▶ [WHAT THIS TASK INVOLVES]: Copy word for word, and only, the lines below from the one with "As a user, I" through the last.

▶ [Entries taken from a collection]:

Issue #2326, opened 2021-07-30
Screenshot improvements


BridgeAR:
# Feature request

## Description

As a user, I want to see all parts of the view on my screenshot so that I have the same information on the screenshot as I do when having a open map.

## Acceptance criteria

- ~~Add a new hotkey to save the screenshot to the clipboard instead of saving it to a file.~~
- ~~Add a section in the global configuration to allow changing default screenshot behavior (allowing to switch between different output behaviors - either saving to file or to clipboard)~~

▶ [TASK RESULT]:
As a user, I want to see all parts of the view on my screenshot so that I have the same information on the screenshot as I do when having a open map.

## Acceptance criteria

- ~~Add a new hotkey to save the screenshot to the clipboard instead of saving it to a file.~~
- ~~Add a section in the global configuration to allow changing default screenshot behavior (allowing to switch between different output behaviors - either saving to file or to clipboard)~~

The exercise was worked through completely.